PR #50, opened 2019-06-21
Add GISTIC datatype

ayan-b:


xena_gdc_etl/resources/template.gistic.meta.json
```diff
@@ -0,0 +1,16 @@
+{"cohort":"{{ xena_cohort }}",
+ "url":"{% if gdc_release %}{{ gdc_release }}, {% endif %}https://api.gdc.cancer.gov/data/",
+ "dataSubType":"gene expression RNAseq",
```
yunhailuo: Need a new `dataSubType`. Probably need @maryjgoldman's input.

xena_gdc_etl/resources/template.gistic.meta.json
```diff
@@ -0,0 +1,16 @@
...
+ ":probeMap":"gencode.v22.annotation.gene.probeMap",
+ "dataProducer":"Genomic Data Commons",
+ "label":"{{ gdc_type }}",
+ "colNormalization":true,
+ "wrangling_procedure":
+ "Data from the same sample but from different vials/portions/analytes/aliquotes is averaged; data from different samples is combined into genomicMatrix; all data is then log2(x+1) transformed.",
```
yunhailuo: Again, need confirmation from @maryjgoldman because I'm not sure if log2 transformation is needed?

xena_gdc_etl/resources/template.gistic.meta.json
```diff
@@ -0,0 +1,16 @@
...
+ "PLATFORM":"Illumina",
+ "type":"genomicMatrix",
+ "wrangler":"Xena GDC ETL script",
+ "version":"{{ date }}",
+ "unit":"{% if unit %}log2({{ unit }}+1){% else %}log2(count+1){% endif %}"{% if notes %},
```
yunhailuo: Depends on the transformation above.

xena_gdc_etl/xena_dataset.py
```diff
@@ -366,6 +366,29 @@ def merge_sample_cols(
...
+    """Handles GISTIC Data type.
+
+    Args:
+        filelist (list of path): The list of input raw data.
+
+    Returns:
+        pandas.core.frame.DataFrame: Ready to load Xena matrix.
+    """
+
+    assert len(filelist) == 1
```
yunhailuo: Don't put it as a list then.

xena_gdc_etl/xena_dataset.py
```diff
@@ -366,6 +366,29 @@ def merge_sample_cols(
...
+    print('\rProcessing 1/1 file...', end='')
```
yunhailuo: Can be specific about which file is this since there is only and always one.

xena_gdc_etl/xena_dataset.py
```diff
@@ -932,6 +960,9 @@ class GDCOmicset(XenaDataset):
             snv_maf_matrix,
         )
     )
+    _RAWS2MATRIX_FUNCS['gistic'] = functools.partial(
+        handle_gistic,
+    )
```
yunhailuo: It's not partial so no need to be partial...

xena_gdc_etl/xena_dataset.py
ayan-b: Tried to follow: https://github.com/yunhailuo/xena-GDC-ETL/blob/34218373cc5669888d8e7b83a95ffe0f84d0e791/xena_gdc_etl/xena_dataset.py#L252

yunhailuo: Well, that's probably a wrong thing there... No need to follow if that looks wrong. I'll put it as your decision; either way.

xena_gdc_etl/xena_dataset.py
yunhailuo: Your decision as mentioned above. Either way is OK.

xena_gdc_etl/xena_dataset.py
yunhailuo: Actually, your comment above is great and reminds me. Maybe reuse `snv_maf_matrix`, make it more general so that we have one function for single matrix transformation which can be used in more datatypes.

xena_gdc_etl/xena_dataset.py
ayan-b: The code passes the argument as a list. So I guess we need to use list.

xena_gdc_etl/xena_dataset.py
yunhailuo: Like you would have `comment`, `usecols`, `index_col_name` (use in `set_index` rather than `read_csv`), `drop_col_name`, `rename_col_map`... And maybe use ID mapping for both. Not sure if this will work out with a nice and clean logic (like calculation?)...

yunhailuo: Maybe pass calculation in as a (lambda) function, though I'm not yet sure this is a good coding strategy... Could be good because it makes this function not tied to specific datatypes...

xena_gdc_etl/xena_dataset.py
yunhailuo: Oh. `raws2matrix`. Forgot that. You are right. My bad.

xena_gdc_etl/xena_dataset.py
```diff
@@ -366,6 +366,29 @@ def merge_sample_cols(
...
+
+    Args:
+        filelist (list of path): The list of input raw data.
+
+    Returns:
+        pandas.core.frame.DataFrame: Ready to load Xena matrix.
+    """
+
+    assert len(filelist) == 1
+    print('\rProcessing file...{}'.format(filelist[0]), end='')
```
yunhailuo: Filename after ellipsis? Isn't this sentence strange or it's just me?

xena_gdc_etl/resources/template.gistic.meta.json
```diff
@@ -0,0 +1,17 @@
...
+ "notes":"{{ notes }}"{% endif %},
+ "GDC_Description": "https://docs.gdc.cancer.gov/Data/Bioinformatics_Pipelines/CNV_Pipeline/"
+}
```
yunhailuo: Now that I'm seeing it and finding that the metadata could be very similar to CNV. I'm wondering if this datatype should use the CNV template?

ayan-b: But we need to see if we need `dataSubType` etc.

xena_gdc_etl/xena_dataset.py
```diff
@@ -366,6 +366,36 @@ def merge_sample_cols(
...
+    df = pd.read_csv(
+        filelist[0],
+        sep="\t",
+        header=0,
+        comment='#',
+        index_col=0,
+    )
+    df = df.drop(["Gene ID", "Cytoband"], axis=1)
+    mapping = gdc.map_fields(
+        project="TCGA-CHOL",
```
ayan-b: @yunhailuo How do you want this `project` to be passed to the `handle_gistic` function? I can extract it from the `filelist` or pass it as an argument.

yunhailuo: The initial reason for a project ID is to avoid extra searching since Xena matrix is done one project at a time. But you are right. The logic here is not good for passing that kind of specific info. I guess an alternative is to make the ID conversion a really specific one which accepts a list of input IDs. I'm not sure if this will work though since it may make the query really big. I may need to try something.

xena_gdc_etl/resources/template.gistic.meta.json
```diff
@@ -0,0 +1,17 @@
+{"cohort":"{{ xena_cohort }}",
+ "url":"{% if gdc_release %}{{ gdc_release }}, {% endif %}https://api.gdc.cancer.gov/data/",
+ "dataSubType": "copy number (gene-level)",
+ ":probeMap":"gencode.v22.annotation.gene.probeMap",
+ "dataProducer":"Genomic Data Commons",
+ "label":"{{ gdc_type }}",
+ "colNormalization":true,
+ "wrangling_procedure":
+ "Data from the same sample but from different vials/portions/analytes/aliquotes is averaged; data from different samples is combined into genomicMatrix.",
```
yunhailuo: Just to check, you are sure the "Data from the same sample but from different vials/portions/analytes/aliquotes is averaged;", aren't you?

xena_gdc_etl/resources/template.gistic.meta.json
```diff
@@ -0,0 +1,17 @@
+{"cohort":"{{ xena_cohort }}",
+ "url":"{% if gdc_release %}{{ gdc_release }}, {% endif %}https://api.gdc.cancer.gov/data/",
+ "dataSubType": "copy number (gene-level)",
+ ":probeMap":"gencode.v22.annotation.gene.probeMap",
+ "dataProducer":"Genomic Data Commons",
+ "label":"{{ gdc_type }}",
+ "colNormalization":true,
```
yunhailuo: Are you sure?

xena_gdc_etl/utils.py
```diff
@@ -201,3 +201,40 @@ def requests_retry_session(
...
+        list_1 (list): First list.
+        list_2 (list): Second list.
+
+    Returns:
+        list: The intersection of the two lists.
+    """
+
+    set_1 = set(list_1)
+    set_2 = set(list_2)
+    return list(set_1.intersection(set_2))
```
yunhailuo: I think this functionality is under development in general. But here, I don't understand why a one-line code becomes a new separated function?

xena_gdc_etl/xena_dataset.py
yunhailuo: Maybe GraphQL can do a better and cleaner job here...

xena_gdc_etl/utils.py
ayan-b: Actually changes the logic here now. I guess now it deserves to be a new function?

xena_gdc_etl/resources/template.gistic.meta.json
ayan-b: Not really, but to quote from GDC:
```
The Copy Number Liftover Workflow uses the TCGA level 2 tangent.copynumber
files described above. These files were generated by first normalizing array intensity
values, estimating raw copy number, and performing tangent normalization, which
subtracts variation that is found in a set of normal samples.
```

xena_gdc_etl/resources/template.gistic.meta.json
ayan-b: Not really, but again to quote from GDC:
```
A table that associates contiguous chromosomal segments with genomic coordinates,
mean array intensity, and the number of probes that bind to each segment.
```

xena_gdc_etl/resources/template.gistic.meta.json
ayan-b: Reusing now, but not really sure if it is an elegant solution ...

xena_gdc_etl/xena_dataset.py
ayan-b: But still, the query will be big for all the project.

xena_gdc_etl/resources/base_cnv.json.jj2
```diff
@@ -0,0 +1,8 @@
+ "cohort":"{{ xena_cohort }}",
+ "url":"{% if gdc_release %}{{ gdc_release }}, {% endif %}https://api.gdc.cancer.gov/data/",
+ "dataProducer":"Genomic Data Commons",
+ "label":"{{ gdc_type }}",
+ "wrangler":"Xena GDC ETL script",
+ "version":"{{ date }}",{% if notes %}
+ "notes":"{{ notes }}",{% endif %}
+ "GDC_Description": "https://docs.gdc.cancer.gov/Data/Bioinformatics_Pipelines/CNV_Pipeline/"
```
yunhailuo: Not sure if this is beneficial. For one thing it makes another layer in terms of data structure while the gain is not quite clear to me. For another thing, you can, in principle, make a base for all datatypes (like just remove `GDC_Description`). Just have it for CNV is like half done. I'd say go back to the flat structure with each datatype has their own template.

ayan-b: Yes, I also don't think it is a good solution.

xena_gdc_etl/resources/template.gistic.meta.json
yunhailuo: No. It's not. You are definitely right. The two are different enough to have different templates.

xena_gdc_etl/gdc.py
```diff
@@ -488,3 +493,45 @@ def gdc_check_new(new_file_uuids):
...
+    field_2_last = fields_2[-1]
+    for hit in result:
+        for field in field_intersections:
+            hit = hit[field]
+        for data in hit:
+            field_1_leaves = []
+            field_2_leaves = []
+            extract_leaves(data, field_1_last, field_1_leaves)
+            extract_leaves(data, field_2_last, field_2_leaves)
+            assert len(field_2_leaves) == 1
```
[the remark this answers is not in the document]
ayan-b: This confusing to me as well, consider the following mapping: A -> a, A -> b, B -> c, C -> d. Now, what should be considered as unique? Capital letters or small letters?

xena_gdc_etl/gdc.py
```diff
@@ -488,3 +493,45 @@ def gdc_check_new(new_file_uuids):
...
+    mapping = {}
+    fields_1 = field_1.split(".")
+    fields_2 = field_2.split(".")
+    field_intersections = get_intersection(fields_1, fields_2)
+    field_1_last = fields_1[-1]
+    field_2_last = fields_2[-1]
+    for hit in result:
+        for field in field_intersections:
+            hit = hit[field]
+        for data in hit:
```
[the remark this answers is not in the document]
ayan-b: Yes. `hit` seems to be always a list even if the number of elements in one.

ayan-b:
> Which field is unique or it's never unique?

It should work even if it is not unique. In that case we need to remove the check `assert len(field_2) == 1`. If it is not unique, the mapping would be list to list.

> Certain nodes can be dict or list but it's not predictable in general.

We can take help of `last`.

xena_gdc_etl/utils.py
```diff
@@ -201,3 +201,44 @@ def requests_retry_session(
...
+            are to be collected.
+        last (str): If a key matches with ``last``, corresponing value is
+            appended to leaves.
+        leaves (list): Used to store the leaves.
+    """
+
+    if isinstance(data, dict):
+        for key, value in data.items():
+            if key == last:
+                leaves.append(value)
```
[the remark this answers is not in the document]
ayan-b: I wonder then how the correct key would be identified. For the given structure how `submiiter_id`/`aliquot_id` will be identified since the `value` for both of them will be a `str`(neither `dict` nor `list`).

xena_gdc_etl/gdc.py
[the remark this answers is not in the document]
yunhailuo: What will be the first `hit` if I have `endpoint='cases', project='TCGA-CHOL', field_1='project.name', field_2='project.project_id'`?

xena_gdc_etl/gdc.py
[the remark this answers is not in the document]
yunhailuo: Confusing indeed. I brought us to a completely wrong direction in the first place... One of many reasons I decided to give up on this "too-general" challenge.

xena_gdc_etl/resources/template.gistic.meta.json
yunhailuo: Please check Mary's response on slack related to this.

xena_gdc_etl/utils.py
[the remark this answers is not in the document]
yunhailuo: Oh. Sorry. I missed it. Thought you have the field path here.

xena_gdc_etl/gdc.py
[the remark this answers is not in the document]
ayan-b: Agreed, not a `list` here.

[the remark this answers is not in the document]
yunhailuo: Another indication suggesting I'm wrong about this direction. Really confusing and difficult to find these potential exceptions. My bad.

yunhailuo:
> It should work even if it is not unique. In that case we need to remove the check `assert len(field_2) == 1`. If it is not unique, the mapping would be tuple to list (not implemented in the code).

Not ideal and confusing because the return of this function become "unpredictable" and may requires some understanding of details in this function. To me, such a non-black-box function is not a good function...

> It seems all the nodes are `list`s except for the leaves. The recursion should take care of them as long as they are either `dict` or `list`.

I think being unpredictable is bad enough. You already missed a simple exception above...

> If it does not overlap, there shouldn't be any problem considering the `mapping` will be inside each hit.

I'm not sure about that. Wrong map could still happen within a hit. Say a hit is one sample, one portion id could be mapped to another aliquot (don't think it will happen for this case; just an abstracted example).

yunhailuo:
Once we get the submitter_id of aliquot, we can think about trimming it down to sample submitter_id.

xena_gdc_etl/xena_dataset.py
ayan-b: Moved to #52 .

xena_gdc_etl/gdc.py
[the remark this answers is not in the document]
ayan-b: Moved to #52.

ayan-b:
@yunhailuo  Updated the code, please review.

xena_gdc_etl/xena_dataset.py
ayan-b: I was wondering how can we pass something like `df['dna_vaf'] = df['t_alt_count'] / df['t_depth']` ...

yunhailuo:
One related question and one unrelated question:

* You've tried with the exact code b00d5bc866e3d4cc161bc663d67dae25fb46a069 and knew that it can be load to Xena correctly, right?
* Do you remember why we have and use this: https://github.com/yunhailuo/xena-GDC-ETL/blob/master/tests/utils.py ?

yunhailuo:
Please remove `colNormalization` as Mary suggested. No need for another test if you've tested b00d5bc866e3d4cc161bc663d67dae25fb46a069.

ayan-b:
> You've tried with the exact code b00d5bc and knew that it can be load to Xena correctly, right?

Yes.

> Do you remember why we have and use this: https://github.com/yunhailuo/xena-GDC-ETL/blob/master/tests/utils.py ?

To compare dictionaries, for example here:
https://github.com/yunhailuo/xena-GDC-ETL/blob/31db69c796f8c55e54857ae791e9f6da3b420e56/tests/test_gdc.py#L29

yunhailuo:
Thanks. PR is ready to go.

Why we need `compare_dict(expected, actual)` instead of `expected == actual`? Can you give one specific example showing the two are different?

ayan-b:
In python dict order is not preserved, so you may get AssertionError if they are asserted like that. I don't know why but this happens mostly in python 2.7.

PS: Looking for the travis job it failed.

yunhailuo:
> In python dict order is not preserved, so you may get AssertionError if they are asserted like that. I don't know why but this happens mostly in python 2.7.
> 
> PS: Looking for the travis job it failed.

Thanks. It's possible python 2 and 3 are different. But please help me find an example so that we are sure this is necessary.

ayan-b:
In this build 3.4 & 2.7 failed https://travis-ci.com/yunhailuo/xena-GDC-ETL/builds/103860400.

yunhailuo:
> In this build 3.4 & 2.7 failed https://travis-ci.com/yunhailuo/xena-GDC-ETL/builds/103860400.

Thanks. It actually helps me find out a set of bugs which I should have noticed before (sorry). And `compare_dict` doesn't really help with the failure you showed. We can close the discussion here and move to #54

++++++

_INSTRUCTIONS FOR THE TASK_: In the data above, find the line that contains "ayan-b: Tried to", then reproduce exactly every line from the first line through that line.

_REPLY_:
PR #50, opened 2019-06-21
Add GISTIC datatype

ayan-b:


xena_gdc_etl/resources/template.gistic.meta.json
```diff
@@ -0,0 +1,16 @@
+{"cohort":"{{ xena_cohort }}",
+ "url":"{% if gdc_release %}{{ gdc_release }}, {% endif %}https://api.gdc.cancer.gov/data/",
+ "dataSubType":"gene expression RNAseq",
```
yunhailuo: Need a new `dataSubType`. Probably need @maryjgoldman's input.

xena_gdc_etl/resources/template.gistic.meta.json
```diff
@@ -0,0 +1,16 @@
...
+ ":probeMap":"gencode.v22.annotation.gene.probeMap",
+ "dataProducer":"Genomic Data Commons",
+ "label":"{{ gdc_type }}",
+ "colNormalization":true,
+ "wrangling_procedure":
+ "Data from the same sample but from different vials/portions/analytes/aliquotes is averaged; data from different samples is combined into genomicMatrix; all data is then log2(x+1) transformed.",
```
yunhailuo: Again, need confirmation from @maryjgoldman because I'm not sure if log2 transformation is needed?

xena_gdc_etl/resources/template.gistic.meta.json
```diff
@@ -0,0 +1,16 @@
...
+ "PLATFORM":"Illumina",
+ "type":"genomicMatrix",
+ "wrangler":"Xena GDC ETL script",
+ "version":"{{ date }}",
+ "unit":"{% if unit %}log2({{ unit }}+1){% else %}log2(count+1){% endif %}"{% if notes %},
```
yunhailuo: Depends on the transformation above.

xena_gdc_etl/xena_dataset.py
```diff
@@ -366,6 +366,29 @@ def merge_sample_cols(
...
+    """Handles GISTIC Data type.
+
+    Args:
+        filelist (list of path): The list of input raw data.
+
+    Returns:
+        pandas.core.frame.DataFrame: Ready to load Xena matrix.
+    """
+
+    assert len(filelist) == 1
```
yunhailuo: Don't put it as a list then.

xena_gdc_etl/xena_dataset.py
```diff
@@ -366,6 +366,29 @@ def merge_sample_cols(
...
+    print('\rProcessing 1/1 file...', end='')
```
yunhailuo: Can be specific about which file is this since there is only and always one.

xena_gdc_etl/xena_dataset.py
```diff
@@ -932,6 +960,9 @@ class GDCOmicset(XenaDataset):
             snv_maf_matrix,
         )
     )
+    _RAWS2MATRIX_FUNCS['gistic'] = functools.partial(
+        handle_gistic,
+    )
```
yunhailuo: It's not partial so no need to be partial...

xena_gdc_etl/xena_dataset.py
ayan-b: Tried to follow: https://github.com/yunhailuo/xena-GDC-ETL/blob/34218373cc5669888d8e7b83a95ffe0f84d0e791/xena_gdc_etl/xena_dataset.py#L252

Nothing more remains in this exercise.